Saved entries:
• • • •

PR #475, opened 2021-05-26
Add additional CA to eks-operator

thedadams:
Issue:

### DIFF
--- a/charts/rancher-eks-operator/1.0.800/Chart.yaml
+++ b/charts/rancher-eks-operator/1.0.800/Chart.yaml
@@ -5,4 +5,4 @@ home: https://github.com/rancher/eks-operator
 sources:
   - "https://github.com/rancher/eks-operator"
 version: 1.0.800
-appVersion: v1.0.8-rc2
+appVersion: v1.0.8
--- a/charts/rancher-eks-operator/1.1.100/values.yaml
+++ b/charts/rancher-eks-operator/1.1.100/values.yaml
@@ -4,8 +4,9 @@ global:
 eksOperator:
   image:
     repository: rancher/eks-operator
-    tag: v1.0.8-rc2
+    tag: v1.1.1-rc2
 
 httpProxy: ""
 httpsProxy: ""
 noProxy: ""
+additionalTrustedCAs: false
--- a/charts/rancher-eks-operator/1.1.100/values.yaml
+++ b/charts/rancher-eks-operator/1.1.100/values.yaml
@@ -1,0 +1,11 @@
+global:
+  systemDefaultRegistry: ""
+
+eksOperator:
+  image:
+    repository: rancher/eks-operator
+    tag: v1.0.8-rc2
+
+httpProxy: ""
+httpsProxy: ""
+noProxy: ""
--- a/charts/rancher-eks-operator/1.0.100/questions.yaml
+++ b/charts/rancher-eks-operator/1.0.100/questions.yaml
@@ -1,1 +1,2 @@
 rancher_min_version: 2.5.0-alpha1
+rancher_max_version: 2.5.5
--- a/charts/rancher-eks-operator/1.0.101/questions.yaml
+++ b/charts/rancher-eks-operator/1.0.101/questions.yaml
@@ -1,1 +1,2 @@
 rancher_min_version: 2.5.0-alpha1
+rancher_max_version: 2.5.5
--- a/charts/rancher-eks-operator/1.0.400/questions.yaml
+++ b/charts/rancher-eks-operator/1.0.400/questions.yaml
@@ -1,1 +1,2 @@
 rancher_min_version: 2.5.0-alpha1
+rancher_max_version: 2.5.5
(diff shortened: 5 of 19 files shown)


charts/rancher-eks-operator/1.0.801/Chart.yaml
```diff
@@ -4,5 +4,5 @@ description: A Helm chart for provisioning EKS clusters
 home: https://github.com/rancher/eks-operator
 sources:
   - "https://github.com/rancher/eks-operator"
-version: 1.0.800
+version: 1.0.801
```
aiyengar2: Do we need a questions.yml change in both this chart and the previous chart for rancher min/max version?

charts/rancher-eks-operator/1.0.801/templates/deployment.yaml
```diff
@@ -25,3 +25,17 @@ spec:
...
+            name: tls-ca-additional-volume
+            subPath: ca-additional.pem
+            readOnly: true
+        {{- end }}
+      {{- if .Values.additionalTrustedCAs }}
+      volumes:
+      - name: tls-ca-additional-volume
+        secret:
+          defaultMode: 0400
+          secretName: tls-ca-additional
```
aiyengar2: Should this value be providable by the user? Also, should we add this to the documentation (README.md?)

aiyengar2 (changes requested):

charts/rancher-eks-operator/1.0.801/Chart.yaml
thedadams: I don't think so. Rancher auto-upgrades the chart as needed and both chart versions are compatible.

charts/rancher-eks-operator/1.0.801/templates/deployment.yaml
thedadams: That was my original thought, but this follows what is done in Rancher: https://github.com/rancher/rancher/blob/master/chart/templates/deployment.yaml#L136-L145

aiyengar2 (dismissed):
LGTM

charts/rancher-eks-operator/1.0.801/questions.yaml
```diff
@@ -0,0 +1 @@
+rancher_min_version: 2.5.6-alpha1
```
rmweir: Should this be changed to the 2.5.9-alpha1?

rmweir (changes requested):

charts/rancher-eks-operator/1.0.801/questions.yaml
thedadams: The chart will work on 2.5.6+ because `additionalTrustedCAs` is false by default. Even if a user sets it to `true` when deploying the helm chart, the chart will deploy successfully as long as the secret exists as in the Rancher docs.

rmweir: Okay, should be fine. I'm not sure if we have stances on when we should let older versions of rancher use newer charts. @cbron do you have any insights on that?

rmweir (dismissed):
LGTM

charts/rancher-eks-operator/1.0.801/Chart.yaml
cbron: The problem is that now the image export script takes any chart that matches the current rancher version, so we do need to cap the old one.

charts/rancher-eks-operator/1.0.801/questions.yaml
cbron: It depends on the chart. If there are no UI/API changes then it can go into previous rancher versions, but to be safe we can always min the new one.

cbron: I just realized this is 2.6. This whole chart needs to get bumped to 1.1.100. With min of 2.6-alpha1, and the old chart should get a max of 2.5.99 (only in dev-v2.6 branch).

thedadams: Done.

charts/rancher-eks-operator/1.0.800/Chart.yaml
```diff
@@ -5,4 +5,4 @@ home: https://github.com/rancher/eks-operator
 sources:
   - "https://github.com/rancher/eks-operator"
 version: 1.0.800
-appVersion: v1.0.8-rc2
+appVersion: v1.0.8
```
cbron, line 8: This is ok, since this is what was already in 2.5 release branch. We should ensure the changes here are only differences between those two.

charts/rancher-eks-operator/1.1.100/values.yaml
```diff
@@ -4,8 +4,9 @@ global:
 eksOperator:
   image:
     repository: rancher/eks-operator
-    tag: v1.0.8-rc2
+    tag: v1.0.8
```
cbron: We have rc for 1.1.1 already, should be updated in app-version too. We should really tag a new RC, there are newer commits now.

cbron (commented):
small change then good

charts/rancher-eks-operator/1.1.100/values.yaml
thedadams: Done

cbron (dismissed):

cbron (approved):
lgtm, we added the max to old charts so they don't get picked up in images.txt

• • • •

TASK TO COMPLETE
Please work out how many lines in the records hold the string "there", and give only the number.

RESPONSE TO THIS EXERCISE
2